Sería inútil tratar de insertar a Hebe Uhart (1936-2018) en una de esas complejas maquinarias montadas por la crítica argentina, en las que Arlt se enfrenta a Borges mientras Piglia le arranca un brazo a Murena para aporrear con él la cabeza de Aira. Empujada al centro de semejante cuadrilátero, el resultado más probable es que la escritora se comportase como el Toro Ferdinando prefiriendo oler las margaritas.
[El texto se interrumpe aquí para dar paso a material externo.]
PR #6458, opened 2025-05-05
split: implement -A/-B/-d flags

glehmann:
See the comments in the commit descriptions.

The last two commits implement `jj --parallel -r x` as `jj split -r x -A x- -B x+` as discussed in #3419, but I'm not sure to see the point, except to document `--parallel` as equivalent to `-A x- -B x+` (or `-d x-` if x has no descendant). I'm including them here to continue the discussion.

Still some tests to implement, but some early feedback would be appreciated!

# Checklist

If applicable:

### DIFF
--- a/cli/src/commands/split.rs
+++ b/cli/src/commands/split.rs
@@ -11,16 +11,26 @@
 // WITHOUT WARRANTIES OR CONDITIONS OF ANY KIND, either express or implied.
 // See the License for the specific language governing permissions and
 // limitations under the License.
+use std::collections::HashMap;
 use std::io::Write as _;
 
 use clap_complete::ArgValueCompleter;
+use jj_lib::backend::CommitId;
 use jj_lib::commit::Commit;
 use jj_lib::matchers::Matcher;
 use jj_lib::object_id::ObjectId as _;
 use jj_lib::repo::Repo as _;
+use jj_lib::rewrite::move_commits;
 use jj_lib::rewrite::CommitWithSelection;
+use jj_lib::rewrite::EmptyBehaviour;
+use jj_lib::rewrite::MoveCommitsLocation;
+use jj_lib::rewrite::MoveCommitsTarget;
+use jj_lib::rewrite::RebaseOptions;
+use jj_lib::rewrite::RebasedCommit;
+use jj_lib::rewrite::RewriteRefsOptions;
 use tracing::instrument;
 
+use crate::cli_util::compute_commit_location;
 use crate::cli_util::CommandHelper;
 use crate::cli_util::DiffSelector;
 use crate::cli_util::RevisionArg;
@@ -70,6 +80,40 @@ pub(crate) struct SplitArgs {
         add = ArgValueCompleter::new(complete::revset_expression_mutable),
     )]
     revision: RevisionArg,
+    /// The revision(s) to rebase onto (can be repeated to create a merge
+    /// commit)
+    #[arg(
+        long,
+        short,
+        conflicts_with = "parallel",
+        value_name = "REVSETS",
+        add = ArgValueCompleter::new(complete::revset_expression_all),
+    )]
+    destination: Option<Vec<RevisionArg>>,
+    /// The revision(s) to insert after (can be repeated to create a merge
+    /// commit)
+    #[arg(
+        long,
+        short = 'A',
+        visible_alias = "after",
+        conflicts_with = "destination",
+        conflicts_with = "parallel",
+        value_name = "REVSETS",
+        add = ArgValueCompleter::new(complete::revset_expression_all),
+    )]
+    insert_after: Option<Vec<RevisionArg>>,
+    /// The revision(s) to insert before (can be repeated to create a merge
+    /// commit)
+    #[arg(
+        long,
+        short = 'B',
+        visible_alias = "before",
+        conflicts_with = "destination",
+        conflicts_with = "parallel",
+        value_name = "REVSETS",
+        add = ArgValueCompleter::new(complete::revset_expression_mutable),
+    )]
+    insert_before: Option<Vec<RevisionArg>>,
     /// The change description to use (don't open editor)
     ///
     /// The description is used for the commit with the selected changes. The
@@ -116,11 +160,29 @@ impl SplitArgs {
             self.tool.as_deref(),
             self.interactive || self.paths.is_empty(),
         )?;
+        let use_move_flags = self.destination.is_some()
+            || self.insert_after.is_some()
+            || self.insert_before.is_some();
+        let (new_parent_ids, new_child_ids) = if use_move_flags {
+            compute_commit_location(
+                ui,
+                workspace_command,
+                self.destination.as_deref(),
+                self.insert_after.as_deref(),
+                self.insert_before.as_deref(),
+                "split-out commit",
+            )?
+        } else {
+            Default::default()
+        };
         Ok(ResolvedSplitArgs {
             target_commit,
             matcher,
             diff_selector,
             parallel: self.parallel,
+            use_move_flags,
+            new_parent_ids,
+            new_child_ids,
         })
     }
 }
@@ -130,6 +192,9 @@ struct ResolvedSplitArgs {
     matcher: Box<dyn Matcher>,
     diff_selector: DiffSelector,
     parallel: bool,
+    use_move_flags: bool,
+    new_parent_ids: Vec<CommitId>,
+    new_child_ids: Vec<CommitId>,
 }
 
 #[instrument(skip_all)]
@@ -144,6 +209,9 @@ pub(crate) fn cmd_split(
         matcher,
         diff_selector,
         parallel,
+        use_move_flags,
+        new_parent_ids,
+        new_child_ids,
     } = args.resolve(ui, &workspace_command)?;
     let text_editor = workspace_command.text_editor()?;
     let mut tx = workspace_command.start_transaction();
@@ -155,6 +223,12 @@ pub(crate) fn cmd_split(
     let first_commit = {
         let mut commit_builder = tx.repo_mut().rewrite_commit(&target.commit).detach();
         commit_builder.set_tree_id(target.selected_tree.id());
+        if use_move_flags {
+            commit_builder
+                // Generate a new change id so that the commit being split doesn't
+                // become divergent.
+                .generate_new_change_id();
+        }
         let description = if !args.message_paragraphs.is_empty() {
             let description = join_message_paragraphs(&args.message_paragraphs);
             if !description.is_empty() {
@@ -183,7 +257,7 @@ pub(crate) fn cmd_split(
     // select.
     let second_commit = {
         let target_tree = target.commit.tree()?;
-        let new_tree = if args.parallel {
+        let new_tree = if parallel {
             // Merge the original commit tree with its parent using the tree
             // containing the user selected changes as the base for the merge.
             // This results in a tree with the changes the user didn't select.
@@ -199,10 +273,13 @@ pub(crate) fn cmd_split(
         let mut commit_builder = tx.repo_mut().rewrite_commit(&target.commit).detach();
         commit_builder
             .set_parents(parents)
-            .set_tree_id(new_tree.id())
-            // Generate a new change id so that the commit being split doesn't
-            // become divergent.
-            .generate_new_change_id();
+            .set_tree_id(new_tree.id());
+        if !use_move_flags {
+            commit_builder
+                // Generate a new change id so that the commit being split doesn't
+                // become divergent.
+                .generate_new_change_id();
+        }
         let description = if target.commit.description().is_empty() {
             // If there was no description before, don't ask for one for the
             // second commit.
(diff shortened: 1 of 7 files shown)


cli/tests/test_split_command.rs
```diff
@@ -1125,49 +1123,30 @@ fn test_split_with_message() {
...
-#[test_case(BookmarkBehavior::Default; "default_behavior")]
-#[test_case(BookmarkBehavior::MoveBookmarkToChild; "move_bookmark_to_child")]
-#[test_case(BookmarkBehavior::LeaveBookmarkWithTarget; "leave_bookmark_with_target")]
-fn test_split_with_bookmarks(bookmark_behavior: BookmarkBehavior) {
+#[test]
+fn test_split_with_bookmarks() {
     let mut test_env = TestEnvironment::default();
     let edit_script = test_env.set_up_fake_editor();
     test_env.run_jj_in(".", ["git", "init", "main"]).success();
     let main_dir = test_env.work_dir("main");
```
PhilipMetzger, line 1151: Can you restore this test? I don't think this addresses the discussion of choosing the correct default for the issue.

cli/src/commands/split.rs
```diff
@@ -70,6 +71,12 @@ pub(crate) struct SplitArgs {
         add = ArgValueCandidates::new(complete::mutable_revisions)
     )]
     revision: RevisionArg,
+    /// The change description to use (don't open editor)
+    ///
+    /// The description is used for the split commit. The source
```
martinvonz, line 120: "the split commit" is not clear to me. It's pretty clear once you're read the next sentence, but I like the phrasing you used in the commit description and in the changelog (i.e. "the commit with the selected changes")

cli/tests/test_split_command.rs
PhilipMetzger: > Do you mean restoring the two possible bookmark behaviors?

Yes, since it deletes the test required for a currently hidden but supported flag and leaves it untested. 

> The split-out commit may be moved anywhere; I wouldn't expect the bookmark to be attached to that commit. If I have a commit tree like:

yes, that's also the thing I want but I would rather have a separate test for now until the maintainers come to a conclusion for #3419 (I at least posted my final opinion on it after seeing this PR).

cli/src/commands/split.rs
martinvonz, line 1: > split: the second commit keeps the change id

I thought this was still controversial. Wasn't the idea to only add the `-A/-B/-d` flags for now and let people test them for a while? @emilazy

glehmann: I've moved too fast on the implementation that made the most sense to me (but not to everyone, obviously).
I'll move that change to another PR, with a configuration to switch the behavior, and restore the configuration for the bookmark behavior as pointed by @PhilipMetzger

cli/src/commands/split.rs
```diff
@@ -228,16 +298,15 @@ pub(crate) fn cmd_split(
 
     let legacy_bookmark_behavior = tx.settings().get_bool("split.legacy-bookmark-behavior")?;
     if legacy_bookmark_behavior {
-        // Mark the commit being split as rewritten to the second commit. This
-        // moves any bookmarks pointing to the target commit to the second
-        // commit.
```
martinvonz, line 213: Why did you remove this comment? Is it no longer valid?

cli/src/commands/split.rs
```diff
@@ -160,8 +160,23 @@ impl SplitArgs {
             self.tool.as_deref(),
             self.interactive || self.paths.is_empty(),
         )?;
-        let (new_parent_ids, new_child_ids) = if self.parallel {
-            Default::default()
+        let (destination, insert_after, insert_before) = if self.parallel {
+            let mut destination = None;
+            let mut insert_after = Some(vec![RevisionArg::from(format!("({})-", self.revision))]);
```
martinvonz, line 165: We shouldn't have to parse a revset expression here. This should work:

```rust
        let (new_parent_ids, new_child_ids) = if self.parallel {
            let new_child_ids: Vec<_> = RevsetExpression::commit(target_commit.id().clone())
                .children()
                .evaluate(workspace_command.repo().as_ref())?
                .iter()
                .try_collect()?;
            (target_commit.parent_ids().to_vec(), new_child_ids)
        } else {
            let insert_before = if self.destination.is_none()
                && self.insert_after.is_none()
                && self.insert_before.is_none()
            {
                Some(vec![self.revision.clone()])
            } else {
                self.insert_before.clone()
            };
            compute_commit_location(
                ui,
                workspace_command,
                self.destination.as_deref(),
                self.insert_after.as_deref(),
                insert_before.as_deref(),
                "split-out commit",
            )?
        };
```

cli/src/commands/split.rs
glehmann: At first I completely removed the legacy bookmark config and used this call to change the parent in the rewrite, so yes it was no longer valid. (I'm not saying that necessarily the best way to do it :))

Since I reintroduced the legacy bookmark config and had to set the parent explicitly in the rewrite, I think that I can completely remove the call associated with that commit.

glehmann: I confused the situation with legacy change id / legacy bookmark.
We still need the call, and the comment that goes with it

cenviity:
_(non-blocking)_

Since the 'first commit / part' (with the selected changes to be split out) can now go anywhere in the commit tree, including **after** the 'second commit / part'. While historically the names made sense because of the parent-child relationship, it may make sense to refer to these two commits with more meaningful names in the CLI output, docs and elsewhere.

Quoting https://github.com/jj-vcs/jj/pull/6458#discussion_r2074211895 by @martinvonz:

> "the split commit" is not clear to me. It's pretty clear once you're read the next sentence, but I like the phrasing you used in the commit description and in the changelog (i.e. "the commit with the selected changes")

My suggestion is to replace 'first commit / part' and 'second commit / part' with '**commit with selected changes**' and '**commit with remaining changes**' consistently (or 'revision with…'?). In the CLI, it would be:

```
Selected changes:  qpvuntsm c002c01e fix in file1
Remaining changes: kkmpptxz 0841f981 my feature
```

An alternative is to rename 'second commit' to 'source commit', as in the 'source' of the split operation. But then renaming 'first commit' to 'destination commit' would be confusing, since this collides with the commit referenced by the `-d`/`--destination` flag if used (which would actually become the parent of the 'destination commit').

cli/tests/test_split_command.rs
```diff
@@ -1086,6 +1088,296 @@ fn test_split_with_non_empty_description_and_trailers() {
...
+    let output = work_dir.run_jj([
+        "split",
+        "-m",
+        "file1",
+        "-r",
+        "qpvuntsmwlqt",
+        "--insert-before",
+        "qpvuntsmwlqt",
+        "file1",
+    ]);
```
cenviity, line 1185: This is more relevant to #6466 but is more easily demonstrated in the changes here.

Trying to reconcile the command that was run here with the log output below makes it quite obvious to me that the revision with the remaining changes (i.e. the 'second commit') should keep the change ID, as in #6466.

The command indicates we are inserting a revision **before** `qpvuntsmwlqt`. But because the revision being inserted (i.e. the 'first commit') keeps that change ID, comparing the log outputs before and after appears to show a new revision `vruxwmqvtpmx` has been added **after** `qpvuntsmwlqt`, when in fact `vruxwmqvtpmx` is the original revision and `qpvuntsmwlqt` is the newly inserted revision.

The same goes for all of the other examples in this test.

cli/src/commands/split.rs
glehmann: I've removed those commits from this PR. If someone really wants them, please ask :-)

cli/src/commands/split.rs
```diff
@@ -152,7 +222,7 @@ pub(crate) fn cmd_split(
     let target = select_diff(ui, &tx, &target_commit, &matcher, &diff_selector)?;
 
     // Create the first commit, which includes the changes selected by the user.
-    let first_commit = {
+    let mut first_commit = {
```
yuja, line 225: Perhaps, new change id should be assigned to the `first_commit` if `-A`/`-B`/`-d` are specified. These options only makes sense if the split-out commit is considered created. It will also help review the test output.

I also think it's better to split the functions. Legacy bookmark/working-copy handling shouldn't exist in the new "split" behavior.

```rs
    let first_commit = {
        if new_behavior {
            .generate_new_change-id()
    };
    let second_commit = ...;
    if new_behavior {
        new() // no need to adjust rewritten commits, move working-copy commit, etc.
    } else {
        legacy()  // handle --parallel, legacy-bookmark-behavior, etc.
    }
```

cli/src/commands/split.rs
```diff
@@ -259,8 +378,20 @@ pub(crate) fn cmd_split(
...
     if let Some(mut formatter) = ui.status_formatter() {
-        if num_rebased > 0 {
-            writeln!(formatter, "Rebased {num_rebased} descendant commits")?;
+        let mut num_rebased_descendants = rewritten_commits.len() + rebased_commits.len();
+        // don't count the commit generated by the split in the rebased commits
+        num_rebased_descendants -= num_new_rebased;
+        for (_, ref rewritten) in rewritten_commits {
+            if rebased_commits.contains_key(rewritten) {
+                // only count once a commit that may have been rewritten twice in the process
+                num_rebased_descendants -= 1;
```
yuja, line 387: nit: rebasing twice would leave intermediate state in evolution history. Maybe this can be addressed later.

emilazy:
Just want to bring up a consideration that @ilyagr raised about these flags a while back that I think hasn’t been resurfaced since then: it’s a little unclear how the UI should work with these flags when using external diff editors. With the built‐in editor, it’s very obvious: you’re selecting hunks that get placed in a new commit on top of the selected destination. But with other diff editors, it’s a little weirder, since you’re constructing a state that immediately gets rebased – and indeed that rebase can result in conflicts (even with the built‐in editor). Arguably you would want the base to be the destination commit and you move hunks selectively from the source commit – that way you’re constructing the actual resulting tree directly and can avoid creating conflicts – but I think it’s not clear how we would achieve that without making the UI with the built‐in editor weird.

This is not intended as a blocking comment of any kind but just as a note that we should try this out with external diff editors and see what seems to make sense. Possibly we could have a per‐editor flag for how it should act, even.

cli/src/commands/split.rs
glehmann: > Perhaps, new change id should be assigned to the `first_commit` if `-A`/`-B`/`-d` are specified. These options only makes sense if the split-out commit is considered created. It will also help review the test output.

I'm all in favor of assigning the new change id to the first commit, but wouldn't that already be implementing part of #6466, which was moved there because it is controversial?
That would also introduce an inconsistency in the behavior of split depending on the usage of `-A/-B/-d` that I would prefer to avoid.

> I also think it's better to split the functions. Legacy bookmark/working-copy handling shouldn't exist in the new "split" behavior.
> 
> ```rust
>     let first_commit = {
>         if new_behavior {
>             .generate_new_change-id()
>     };
>     let second_commit = ...;
>     if new_behavior {
>         new() // no need to adjust rewritten commits, move working-copy commit, etc.
>     } else {
>         legacy()  // handle --parallel, legacy-bookmark-behavior, etc.
>     }
> ```

There is also the parallel handling to do in the second commit block, and the original commit descendants still need to be rewritten in the new behavior, so I'm not sure it would clarify much the code. I'll try, and we'll see :-)

Removing the legacy bookmark config would help much more IMO, but that's not for this PR!

cli/src/commands/split.rs
glehmann: I tried to call `move_commit` and then rewrite the descendant commit that may not have been touched by `move_commit`, but I wasn't always getting a consistent result.
That may be easier to do now that we have a set of tests to make sure it works properly.
If you don't mind, I'll try that again in another PR

cli/src/commands/split.rs
glehmann: > I'll try, and we'll see

@yuja I've pushed the split implementation. I don't know if I like it more, but I don't like it less :-)
Please let me know if you prefer that version.

yuja: > I'm all in favor of assigning the new change id to the first commit, but wouldn't that already be implementing part of #6466, which was moved there because it is controversial? That would also introduce an inconsistency in the behavior of split depending on the usage of `-A/-B/-d` that I would prefer to avoid.

My understanding is that we aren't settled on the default. If one of `-A/-B/-d` is specified, the user is opt in to the new behavior, so I think it's okay to implement whatever makes sense with these flags. (iirc, the current/legacy default can be emulated by using `-A/-B/-d`, but I don't remember the detail.)

cli/src/commands/split.rs
yuja: Yeah, in another PR. Feel free to add some TODO comment if that makes sense.

I think this can be addressed by removing predecessors records from the commit object, but we don't agree on that yet.

cli/src/commands/split.rs
glehmann: I've updated the code to assign the change-id to the second commit when any of `-A/-B/-d` is used.

glehmann:
I've created #6509 to rename first/second commit in selected/remaining changes

cli/src/commands/split.rs
```diff
@@ -70,6 +80,40 @@ pub(crate) struct SplitArgs {
...
     )]
     revision: RevisionArg,
+    /// The revision(s) to rebase onto (can be repeated to create a merge
+    /// commit)
+    #[arg(
+        long,
+        short,
+        conflicts_with = "parallel",
+        value_name = "REVSETS",
+        add = ArgValueCompleter::new(complete::revset_expression_mutable),
```
yuja, line 90: nit: `revset_expression_all`

cli/src/commands/split.rs
```diff
@@ -70,6 +80,40 @@ pub(crate) struct SplitArgs {
...
+    /// The revision(s) to insert after (can be repeated to create a merge
+    /// commit)
+    #[arg(
+        long,
+        short = 'A',
+        visible_alias = "after",
+        conflicts_with = "destination",
+        conflicts_with = "parallel",
+        value_name = "REVSETS",
+        add = ArgValueCompleter::new(complete::revset_expression_mutable),
```
yuja, line 102: nit: `revset_expression_all`

cli/src/commands/split.rs
```diff
@@ -226,6 +303,111 @@ pub(crate) fn cmd_split(
...
+            second_commit,
+            new_parent_ids,
+            new_child_ids,
+        )
+    } else {
+        legacy(ui, tx, target, first_commit, second_commit, parallel)
+    }
+}
+
+fn new(
```
yuja, line 321: nit: rename to `rebase_new()` or something saner?

cli/src/commands/split.rs
```diff
@@ -226,6 +303,111 @@ pub(crate) fn cmd_split(
...
+    mut tx: WorkspaceCommandTransaction,
+    target: CommitWithSelection,
+    mut first_commit: Commit,
+    mut second_commit: Commit,
+    new_parent_ids: Vec<CommitId>,
+    new_child_ids: Vec<CommitId>,
+) -> Result<(), CommandError> {
+    let mut rewritten_commits: HashMap<CommitId, CommitId> = HashMap::new();
+    tx.repo_mut()
+        .set_rewritten_commit(target.commit.id().clone(), second_commit.id().clone());
```
yuja, line 332: nit: this shouldn't be needed since the second commit inherits the original change id.

cli/src/commands/split.rs
```diff
@@ -226,6 +303,111 @@ pub(crate) fn cmd_split(
...
+        &RebaseOptions {
+            empty: EmptyBehaviour::Keep,
+            rewrite_refs: RewriteRefsOptions {
+                delete_abandoned_bookmarks: false,
+            },
+            simplify_ancestor_merge: false,
+        },
+    )?;
+
+    let mut num_new_rebased = 1;
```
yuja, line 368: nit: can you add comment why it is `1`?

I think it would decrement the fake entry for `rewritten_commits[target]`, but I'm not sure.

cli/src/commands/split.rs
```diff
@@ -226,6 +303,111 @@ pub(crate) fn cmd_split(
...
+    }
+    if let Some(RebasedCommit::Rewritten(commit)) = stats.rebased_commits.get(second_commit.id()) {
+        second_commit = commit.clone();
+    }
+
+    if let Some(mut formatter) = ui.status_formatter() {
+        let mut num_rebased_descendants = rewritten_commits.len() + stats.rebased_commits.len();
+        // don't count the commit generated by the split in the rebased commits
+        num_rebased_descendants -= num_new_rebased;
+        for (_, ref rewritten) in rewritten_commits {
```
yuja, line 381: nit: `rewritten_commits.values()`

It's also good to exclude duplicated entries upfront by `.iter().filter(..).count()`.

cli/tests/test_split_command.rs
```diff
@@ -1142,6 +1142,240 @@ fn test_split_with_message() {
...
+    ○  mzvwutvlkqwt false file5
+    │ ○  kkmpptxzrspx false file4
+    │ ○  rlvkpnrzqnoo false file3
+    │ ○  qpvuntsmwlqt false file2
+    │ ○  vruxwmqvtpmx false file1
+    ├─╯
+    ◆  zzzzzzzzzzzz true
+    [EOF]
+    ");
+
```
yuja, line 1203: I think it's better to assert content of the split commits. Maybe we can include real file names in the log output?

cli/src/commands/split.rs
```diff
@@ -116,11 +160,29 @@ impl SplitArgs {
...
+            || self.insert_before.is_some();
+        let (new_parent_ids, new_child_ids) = if use_move_flags {
+            compute_commit_location(
+                ui,
+                workspace_command,
+                self.destination.as_deref(),
+                self.insert_after.as_deref(),
+                self.insert_before.as_deref(),
+                "split-out commit",
+            )?
```
yuja, line 174: nit: maybe better to add `split -B` to test_immutable_commits.rs

yuja (approved):
Looks good to me overall.

cli/src/commands/split.rs
glehmann: Yes that's it

cli/src/commands/split.rs
glehmann: done in #6661!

Como después de un período de relativa invisibilidad, la crítica pareció fijarse en ella de cualquier modo, Hebe terminó por ser comparada con una pléyade de figuras célebres; aunque si me apuran un poco, yo emparentaría algunos de sus cuentos más bien con los de Isidoro Blaisten, otro autor que sólo sirve para leer, que Dios me perdone.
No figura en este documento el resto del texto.